New York state has launched the Broadband Mapping Consumer Survey to assist in its first-ever in-depth statewide mapping study of broadband to identify the availability, reliability, and cost of high-speed broadband services across the state.
“High-speed internet is the great equalizer in today’s world because it is essential in accessing basic services and information that we all need in our daily lives,” N.Y. Governor Kathy Hochul said in a September 28 press release. “With this groundbreaking study, we will help ensure that every part of the state, regardless of geographical and economic factors, has access to high-speed broadband.”
Following an Executive Budget passed earlier this year, N.Y.’s Public Service Commission will study the availability, reliability, and cost of high-speed internet and broadband services across the state.
The Commission will:
- Identify areas at a census block level that a sole provider serves.
- Assess any state regulatory and statutory barriers related to delivering comprehensive statewide access to high-speed internet.

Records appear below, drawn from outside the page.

PR #1509, opened 2022-10-25
add ``ignore_types`` to locations and organizations modules

evgeni:


evgeni:
needs new fixtures, only here to test for @sbernhard

Manisha15:
Result of `ansible-playbook --diff <playbook.yml>` with `ignore_types: ["Subnet"]`:
```
--- before
+++ after
@@ -1,5 +1,11 @@
 {
     "locations": [
-        {}
+        {
+            "id": 6,
+            "name": "Test Location",
+            "organization_ids": [
+                1
+            ]
+        }
     ]
 }
```
Result of `ansible-playbook --diff --check <playbook.yml>` with `ignore_types: ["Subnet"]`:
```--- before
+++ after
@@ -3,9 +3,7 @@
         {
             "id": 6,
             "ignore_types": [
-                "Subnet",
-                "ProvisioningTemplate",
-                "Hostgroup"
+                "Subnet"
             ],
             "name": "Test Location",
             "organization_ids": [
```

The `all host groups` is still checked even though it is not in the ignore_types list.

evgeni:
Are you editing an Organization or a Location?

Manisha15:
> Are you editing an Organization or a Location?

I created new location and then edited it.

evgeni:
for locations, the code seems to work for me, but the reporting in ansible is broken (I know why, but not sure how to fix it)

evgeni:
okay, it seems to work fine for me now for locations

Manisha15:
> okay, it seems to work fine for me now for locations

Okay, I will re-test it. It was not unchecking the hostgroups unless the ignore_types is empty list, in all other cases it checked all host groups.

evgeni:
yeah, and after patching https://projects.theforeman.org/issues/35687 locally, orgs also work fine

evgeni:
the lint issues are unrelated (see #1515)

evgeni:
And @Manisha15 and I filed https://projects.theforeman.org/issues/35732 for the weird behavior for locations, but there is not much we can do here at the moment :(

wbclark (commented):
It seems like it was once desired behavior ( https://projects.theforeman.org/issues/5619 ) for hostgroups and provisioning templates to be in ignored_types for a Location by default.

If the user wants to create a Location which does not have hostgroups or provisioning templates as ignored_types, could we add some documentation instructing them to have a duplicate task in their playbook, so that the Location is first created, and then gets updated to have only the desired ignored_types?

What do you think @evgeni @Manisha15 ?

evgeni:
No, because while that would untick the "all" checkbox, all *existing* HostGroups and ProvisioningTemplates got the location assigned and would require manual unassignment.

ehelms (approved):

evgeni:
(added changelog)

PR #1513, opened 2022-11-02
Use FQCNs in roles/

wbclark:
I noticed on another PR that the linter was complaining about this


evgeni:
I guess we should then drop `fqcn-builtins` from the ignore list?
https://github.com/theforeman/foreman-ansible-modules/blob/4a17931409fa9979028a74db41af2f5348ad1c97/.ansible-lint#L3

(I am still torn on that particular lint, but oh well)

evgeni (approved):

PR #1515, opened 2022-11-08
ensure redhat cert is available during lint too

evgeni:


evgeni:
I tend to think, this is a bug in `ansible-lint` and filed https://github.com/ansible/ansible-lint/issues/2661 for that.

Edit: probably more `ansible` bug: https://github.com/ansible/ansible/issues/79291

evgeni:
this got fixed in ansible

PR #1516, opened 2022-11-09
Add module to list all snapshots for a host

Manisha15:


plugins/modules/snapshot_info.py
```diff
@@ -0,0 +1,82 @@
...
+# along with this program.  If not, see <http://www.gnu.org/licenses/>.
+
+from __future__ import absolute_import, division, print_function
+__metaclass__ = type
+
+
+DOCUMENTATION = '''
+---
+module: snapshot_info
+version_added: 1.0.0
```
evgeni:
```suggestion
version_added: 3.8.0
```

;)

plugins/module_utils/foreman_helper.py
```diff
@@ -657,7 +657,8 @@ def list_resource(self, resource, search=None, params=None):
 
         if search is not None:
             params['search'] = search
-        params['per_page'] = PER_PAGE
+        if not resource == 'snapshots':
+            params['per_page'] = PER_PAGE
```
evgeni: Why is this needed? The API reply below in the fixtures does contain the `page` and `per_page` attributes, so I would expect the API to support paging?

https://github.com/ATIX-AG/foreman_snapshot_management/blob/master/app/controllers/api/v2/snapshots_controller.rb#L15 also mentions Pagination.

Manisha15: When recording and testing the fixtures, it was not able to match the query if there was pagination. It recorded the fixtures but threw error when testing the same fixtures with mismatch query due to pagination.

evgeni: :thinking: that's weird!

Would you mind dropping that change, re-record, and push that as a separate commit so that I can look at the diff?

evgeni: Hah!

I think I know what's up. Could it be that the apidoc snapshot (lol) we're using is older than https://github.com/ATIX-AG/foreman_snapshot_management/commit/7c91a1e9e7db3c34249d37543246e1ebc4acae2d?

```
% git log tests/fixtures/apidoc/snapshot.json
commit 241d49fd27e7f9926373a442768f12cbc2273e4e
Author: Manisha Singhal <manisha1595@gmail.com>
Date:   Thu Jun 27 14:57:05 2019 +0200

    Add Snapshot module
```

but the commit above is Dec 2019.

Please update the apidoc file and we're good! :)

Manisha15: Thanks, changing the apidoc file did the work.

plugins/modules/snapshot_info.py
```diff
@@ -0,0 +1,95 @@
...
+    required: true
+    type: str
+extends_documentation_fragment:
+  - theforeman.foreman.foreman
+  - theforeman.foreman.foreman.infomodule
+'''
+
+EXAMPLES = '''
+- name: "Show all snapshots for a host"
+  theforeman.foreman.subscription_info:
```
evgeni:
```suggestion
  theforeman.foreman.snapshot_info:
```

plugins/modules/snapshot_info.py
```diff
@@ -0,0 +1,95 @@
...
+    username: "admin"
+    password: "changeme"
+    server_url: "https://foreman.example.com"
+    host: "server.example.com"
+
+- name: "Show a snapshot"
+  theforeman.foreman.subscription_info:
```
evgeni:
```suggestion
  theforeman.foreman.snapshot_info:
```

evgeni (approved):

PR #1629, opened 2023-06-21
update default Python versions for CI

evgeni:
- run tests by default with 3.10, as core is dropping 3.9 support soon
- add 3.9 as an additional test with core 2.11
- run all other steps with 3.11, as that's the latest supported one


evgeni:
of course, GHA dropped Python 2.7 now…

PR #1630, opened 2023-06-21
run Python 2.7 in a container

evgeni:


evgeni:
Right. Starting a container from inside a container is a bit funny. :disappointed:

evgeni:
going to pretend this was reviewed :see_no_evil:

PR #1632, opened 2023-06-22
Job template

pipopopo:
- The with_fileglob wasn't correctly indented so it wasn't looping over the files
- The other example didn't include the name parameter which will result in ` "msg": "No name specified and no filename to infer it."}`

### DIFF
--- a/plugins/modules/job_template.py
+++ b/plugins/modules/job_template.py
@@ -254,7 +254,7 @@ EXAMPLES = '''
     password: "changeme"
     state: present
     template: '{{ lookup("file", item.src) }}'
-    name: '{{ item }}'
+    name: '{{ item.path }}'
   with_filetree: '/path/to/job/templates'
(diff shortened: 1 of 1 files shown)


plugins/modules/job_template.py
```diff
@@ -254,6 +254,7 @@
     password: "changeme"
     state: present
     template: '{{ lookup("file", item.src) }}'
+    name: '{{ item }}'
```
evgeni: Shouldn't this be `item.path` or something? `item` would be the whole dict as returned by `with_fileglob`

pipopopo: Yeah, if the path is too long you'll get a super long name and mostly you'll only be interested in using the filename so item.path would be cleaner.

pipopopo: Modified it

evgeni (approved):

- Review available technology to identify solutions that best support high-speed internet service in underserved or unserved areas and make recommendations on ensuring deployment of such technology in underserved and unserved areas.
- Identify instances where local governments have notified the commission of alleged non-compliance with franchise agreements and instances of commission or department enforcement actions that directly impact internet access.
- Identify locations where insufficient access to high-speed internet and broadband service, and a persistent digital divide, are causing a negative social or economic impact on the community.
- Produce and publish a detailed internet access map of the state on its website, indicating access to internet service by address.
Mapping broadband service access has been a challenge not just in the state of New York but nationally. Under the Broadband DATA Act, the FCC has begun to map broadband access across the U.S. to decide where service is needed and how to fund broadband service expansions. But unlike previous Federal mapping efforts, which have been sharply criticized for their lack of specificity and accuracy, New York’s interactive map will focus on the status of broadband service at the address level.
The state contracted with ECC Technologies to seek detailed information as part of the mapping effort. The commission’s map will include: download and upload speeds advertised and experienced; and the consistency and reliability of download and upload speeds, including latency.